Effective public health interventions must be dynamic, extending beyond a clinical purview to address health inequities between the global north and south. Global health “involves many disciplines within and beyond the health sciences” and, therefore, should be able to account for and meet the needs of local populations by stepping out of the western biomedical perspective. However, when dominant institutions and NGOs are rooted in western culture, intervention design often fails to account for the role of African ontology in influencing health-seeking practices and behaviors. Neoliberalism, settler colonialism, and power imbalances between the western hemisphere and the African continent also play their part in this theological and cultural dissonance.
Africa is a multicultural continent comprising a multitude of language and ethnic groups. More often than not, Western scholarship defines other cultures within the limits of a eurocentric framework. The Western worldview is Hellenistic and binary, rooted in a perspective out of context with the African tradition of pluralism. Consequently, many scholars indicate the religious climate of Africa is composed of three religious practices: Traditional religion, Christianity, and Islam. This dichotomous thinking may be accessible to non-African scholars; however, such c account for the great diversity of spiritual and religious practices throughout the continent. African scholars assert that African religion is polytheistic and that overcoming the traditional, Western Hellenistic mindset will allow public health practitioners to design culturally appropriate and effective interventions, aiming to improve mental and physical health on a population level. This is possible because local belief systems are deeply intertwined both with ideas of wellbeing and health-seeking behaviors.
On the one hand, in traditional African ontology, appeasing and honoring the ancestors is an important aspect of everyday life. The ancestors are spirits that influence the happenings of the living, ergo health issues may be considered from the purview of unhappy ancestors rather than a personal affliction to be cured with medical treatment. For example, research conducted in Zimbabwe found that belief systems in the Chiweshe communal lands indicated that “chronic illnesses are caused by avenging spirits, ancestors calling a person, witchcraft, failure to honor one’s ancestors, globalisation and modernisation”.

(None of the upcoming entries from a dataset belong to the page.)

PR #13663, opened 2021-11-11
console/btrfs_qgroups: Explicitly pass the reflink option to cp

Vogtinator:
Instead of relying on the default value of that option (which changed with
coreutils 9.0), pass it explicitly. This also allows testing that using
reflinks does not cause the quota to be exceeded.

- Related ticket: https://bugzilla.suse.com/show_bug.cgi?id=1192570
- Verification run: https://openqa.opensuse.org/tests/2028742#step/btrfs_qgroups/75

### DIFF
--- a/tests/console/btrfs_qgroups.pm
+++ b/tests/console/btrfs_qgroups.pm
@@ -80,7 +80,8 @@ sub run {
     # Check limits
     assert_script_run "dd if=/dev/zero bs=10M count=3 of=nofile";
     foreach my $c ('a' .. 'b') {
-        assert_script_run "! cp nofile $c/nofile";
+        assert_script_run "cp --reflink=always nofile $c/nofile";
+        assert_script_run "! cp --reflink=never --remove-destination nofile $c/nofile";
         assert_script_run "sync && rm $c/nofile";
     }
     assert_script_run "cp nofile c/nofile";


tests/console/btrfs_qgroups.pm
```diff
@@ -80,7 +80,8 @@ sub run {
     # Check limits
     assert_script_run "dd if=/dev/zero bs=10M count=3 of=nofile";
     foreach my $c ('a' .. 'b') {
```
coolo, line 82: btw, is it just me who is confused that `$c` is a or b? :)

coolo (approved):
makes sense to me not to rely on cp default. And I checked --reflink is supported at least since 2010

tests/console/btrfs_qgroups.pm
Vogtinator: Absolutely not. It should've been called `$i`!

DimStar77 (approved):
Sounds reasonable.

dzedro:
Does that mean this should not happen ?
https://openqa.suse.de/tests/7654160#step/btrfs_qgroups/81 12 SP4
https://openqa.suse.de/tests/7654165#step/btrfs_qgroups/83 15 GA x86_64
https://openqa.suse.de/tests/7654164#step/btrfs_qgroups/83 15 GA aarch64

Vogtinator:
> Does that mean this should not happen ? https://openqa.suse.de/tests/7654160#step/btrfs_qgroups/81 12 SP4 https://openqa.suse.de/tests/7654165#step/btrfs_qgroups/83 15 GA x86_64 https://openqa.suse.de/tests/7654164#step/btrfs_qgroups/83 15 GA aarch64

No, that looks broken. Does it also happen on newer SLE? If not, it might be a kernel bug.

dzedro:
> > Does that mean this should not happen ? https://openqa.suse.de/tests/7654160#step/btrfs_qgroups/81 12 SP4 https://openqa.suse.de/tests/7654165#step/btrfs_qgroups/83 15 GA x86_64 https://openqa.suse.de/tests/7654164#step/btrfs_qgroups/83 15 GA aarch64
> 
> No, that looks broken. Does it also happen on newer SLE? If not, it might be a kernel bug.

Today it happened only on 12 SP4 and 15 GA

Vogtinator:
> > > Does that mean this should not happen ? https://openqa.suse.de/tests/7654160#step/btrfs_qgroups/81 12 SP4 https://openqa.suse.de/tests/7654165#step/btrfs_qgroups/83 15 GA x86_64 https://openqa.suse.de/tests/7654164#step/btrfs_qgroups/83 15 GA aarch64
> > 
> > 
> > No, that looks broken. Does it also happen on newer SLE? If not, it might be a kernel bug.
> 
> Today it happened only on 12 SP4 and 15 GA

Ok. I can't find any existing bugreport, so I filed one: https://bugzilla.suse.com/show_bug.cgi?id=1192630

There's still a bug with this PR, though: The `--reflink=never` value required on TW is not supported by coreutils < 8.30:

```
# ! cp --reflink=never --remove-destination nofile a/nofile; echo wx~v4-$?-
cp: invalid argument ‘never’ for ‘--reflink’
Valid arguments are:
  - ‘auto’
  - ‘always’
Try 'cp --help' for more information.
wx~v4-0-
```

I'll make a PR for that.

Vogtinator:
@dzedro

It might be a race condition with quota scanning.

Can you start a test run (or better, multiple) with https://github.com/Vogtinator/os-autoinst-distri-opensuse/tree/quotarescan?

Vogtinator:
> @dzedro
> 
> It might be a race condition with quota scanning.
> 
> Can you start a test run (or better, multiple) with https://github.com/Vogtinator/os-autoinst-distri-opensuse/tree/quotarescan?

From #13676:

> https://openqa.suse.de/tests/7654861#step/btrfs_qgroups/90
> https://openqa.suse.de/tests/7654862#step/btrfs_qgroups/90
> https://openqa.suse.de/tests/7654863#step/btrfs_qgroups/90

So they worked with the quota rescan at least three times. That either means they randomly didn't show up or waiting for the scan to complete is really necessary. I suppose the best way to find that out is to watch it for some time.

I opened https://github.com/os-autoinst/os-autoinst-distri-opensuse/pull/13677.

PR #13665, opened 2021-11-11
Add azure nvme performance check

grisu48:
Adds a nmve performance check on Azure l8s_v2 instances. This test
checks the underlying performance via hdparm and compares it to the
documented values from the azure specs.

- Related ticket: https://progress.opensuse.org/issues/58646
- Verification run: https://openqa.suse.de/tests/7680720

### DIFF
--- a/tests/publiccloud/az_l8s_nvme.pm
+++ b/tests/publiccloud/az_l8s_nvme.pm
@@ -1,0 +1,52 @@
+# SUSE's openQA tests
+#
+# Copyright 2021 SUSE LLC
+# SPDX-License-Identifier: FSFAP
+
+# Summary: Test nvme performance on a L8s_v2 Azure instance
+# Maintainer: qa-c team <qa-c@suse.de>
+
+use base 'consoletest';
+use strict;
+use warnings;
+use testapi;
+use utils;
+
+# Benchmark the given device with hdparm and fail, if the given threshold [MB/sec] is not reached
+sub benchmark_device {
+    my ($device, $threshold) = @_;
+
+    my $output = script_output("hdparm -t $device | grep 'Timing buffered disk reads'");
+    # e.g. 'Timing buffered disk reads: 15528 MB in  3.00 seconds = 5174.94 MB/sec'
+    if ($output =~ "Timing buffered disk reads: (.*)=( )*(?<throughput>[0-9]+\.[0-9]*) MB/sec") {
+        my $throughput = $+{throughput};
+        record_info("$device", "Throughput: $throughput MB/sec\nThreshold: $threshold MB/sec");
+        die "Threshold for $device not reached" if ($throughput < $threshold);
+    } else {
+        die "Unexpected hdparm output";
+    }
+}
+
+sub run {
+    my $self = shift;
+    $self->select_serial_terminal;
+
+    die "This test only works on Azure L instances" unless (get_required_var('PUBLIC_CLOUD_INSTANCE_TYPE') =~ 'L(8|16|32|48|64|80)s_v2');
+
+    # Ensure the required disks are present
+    record_info('lsbkl', script_output('lsblk'));
+    assert_script_run('lsblk | grep sda', fail_message => "sda disk is not present");
+    assert_script_run('lsblk | grep sdb', fail_message => "sdb disk is not present");
+    assert_script_run('lsblk | grep nvme0n1', fail_message => "nvme disk is not present");
+
+    # Install required utilities
+    zypper_call("in hdparm");
+
+    # Ensure the performance is above the expected values
+    # See https://docs.microsoft.com/en-us/azure/virtual-machines/lsv2-series
+    benchmark_device("/dev/sdb", 80);
+    benchmark_device("/dev/nvme0n1", 2000);
+    # Note: L16sv2 has two, L32sv2 has three NVME disks, however we are only testing the first one. This could be extended, if required.
+}
+
+1;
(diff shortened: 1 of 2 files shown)


asmorodskyi:
nice !

asmorodskyi (approved):
LGTM

pdostal (approved):

tests/publiccloud/az_l8s_nvme.pm
```diff
@@ -0,0 +1,50 @@
...
+sub run {
+    my $self = shift;
+    $self->select_serial_terminal;
+
+    die "This test only works on Azure L8s instances" unless (get_required_var('PUBLIC_CLOUD_INSTANCE_TYPE') =~ 'L(8|16|32|48|64|80)s_v2');
+
+    # Ensure the requested disks are present
+    assert_script_run('lsblk | grep sda', fail_message => "sda disk is not present");
+    assert_script_run('lsblk | grep sdb', fail_message => "sdb disk is not present");
+    assert_script_run('lsblk | grep nvme0n1', fail_message => "nvme disk is not present");
```
jlausuch, line 39: is this 100% sure it will be named always like this and not `nvme1n1` or similar? Same for `sda` and `sdb`.

jlausuch: Maybe, for troubleshooting purposes, it would be also nice to have a full `lsblk` output, maybe a record_info with that output?

tests/publiccloud/az_l8s_nvme.pm
```diff
@@ -0,0 +1,50 @@
...
+    } else {
+        die "Unexpected hdparm output";
+    }
+}
+
+sub run {
+    my $self = shift;
+    $self->select_serial_terminal;
+
+    die "This test only works on Azure L8s instances" unless (get_required_var('PUBLIC_CLOUD_INSTANCE_TYPE') =~ 'L(8|16|32|48|64|80)s_v2');
```
jlausuch, line 34:
```suggestion
    die "This test only works on Azure L instances" unless (get_required_var('PUBLIC_CLOUD_INSTANCE_TYPE') =~ 'L(8|16|32|48|64|80)s_v2');
```
So, it works on L8, L16, etc... not only in L8.

jlausuch: Or maybe you should limit the regex to `L8` only, cause in the test below you do
`benchmark_device("/dev/nvme0n1", 2000);`  and 2000 is specific to L8 only, for L16 the numbers are different.

tests/publiccloud/az_l8s_nvme.pm
```diff
@@ -0,0 +1,50 @@
...
+use strict;
+use warnings;
+use testapi;
+use utils;
+
+# Benchmark the given device with hdparm and fail, if the given threshold [MB/sec] is not reached
+sub benchmark_device {
+    my ($device, $threshold) = @_;
+
+    my $output = script_output("hdparm -t $device | grep 'Timing buffered disk reads'");
```
jlausuch, line 19: how long does this command take? Do we need timeout?

tests/publiccloud/az_l8s_nvme.pm
grisu48: Since this is the first nvme drive it will always be `nvme0n1`. I will add a `lsblk` output however before.

tests/publiccloud/az_l8s_nvme.pm
grisu48: L16sv2 will have two NVME's, so in all of those cases the performance test on the first nvme is still valid.

tests/publiccloud/az_l8s_nvme.pm
grisu48: No this takes only a couple of seconds, so in all sane configuration it should be well below the typical timeout of 30 seconds.

tests/publiccloud/az_l8s_nvme.pm
jlausuch: ah, ok, I thought it was just one disk, but with better performance. Ok, then my first comment sill applies :)

tests/publiccloud/az_l8s_nvme.pm
jlausuch: Ok, I thought this was doing some performance stuff :) Good

tests/publiccloud/az_l8s_nvme.pm
grisu48: I added a comment at the end of the test that makes this more clear to our future selves ;-)

grisu48:
New VR: https://openqa.suse.de/tests/7679119

tests/publiccloud/az_l8s_nvme.pm
```diff
@@ -0,0 +1,52 @@
...
+}
+
+sub run {
+    my $self = shift;
+    $self->select_serial_terminal;
+
+    die "This test only works on Azure L instances" unless (get_required_var('PUBLIC_CLOUD_INSTANCE_TYPE') =~ 'L(8|16|32|48|64|80)s_v2');
+
+    # Ensure the required disks are present
+    script_run("lsblk");
```
jlausuch, line 37: I would have done `record_info('lsbkl', script_output('lsblk'))`, but ok :)

jlausuch (approved):

tests/publiccloud/az_l8s_nvme.pm
grisu48: Nothing we cannot change ;-)

grisu48:
New VR: https://openqa.suse.de/tests/7679136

On the other hand, practices such as shamanism, fetishism, and witchcraft may be a preventative factor to people seeking medical services over traditional divination to address illness or injury. They allow spiritual practitioners and patients to diagnose the cause of an ailment of spiritual origin and commonly employ ritual behaviors. These behaviors are highly pragmatic in how they help provide a sense of control or understanding in an otherwise chaotic or uncertain situation, such as childhood illness, chronic diseases such as HIV, or physical injury. This may be the reason why researchers in Zambia and Ethiopia found that parents of children born with disabilities were less likely to seek medical treatment as they believed congenital disabilities to be a source of witchcraft or bad luck. In settings where medical treatment is inaccessible, seeking religious expertise to cure ailments is highly logical.
For global health to actually become global, all practitioners must come to the realization that it is impractical to apply or interpret Western frameworks in non-western contexts. Research notes the importance of further investigating the role spiritual practitioners play in supporting health and wellbeing in context with health delivery. In settings where medical care is accessible, health workers should become acquainted with the local context to establish means through which ritual behavior and spiritual practices may coexist with clinical care. We must address the secular biomedical nature of western medicine and not discredit traditional practices but instead integrate them with healthcare delivery. Establishing respect could support iterative care systems where referral can occur between leaders of traditional methods and medical practitioners. The next steps, according to Dr. Kevin Onongha, include “the integration rather than segregation of traditional healers in health delivery, the need for better collaboration and cooperation between governmental and non-governmental agencies, the legal framework for traditional healers to operate, and preventive health care”.
The colonial imposition of western worldviews and continued subversion of Eurocentric theoretical frameworks is a great hindrance to effectively serving the health needs of Africans. Cultural competence and instruction of African worldviews should be mandated for researchers, IGO’s, and NGOs before implementing interventions or undertaking research. We can’t rely on germ theory when the cultural context calls for the inclusion of spirituality and philosophy in medicine. Westerners must supersede binary cultural frameworks to deliver healthcare on a continent that views disease as dynamic and multifaceted in causation.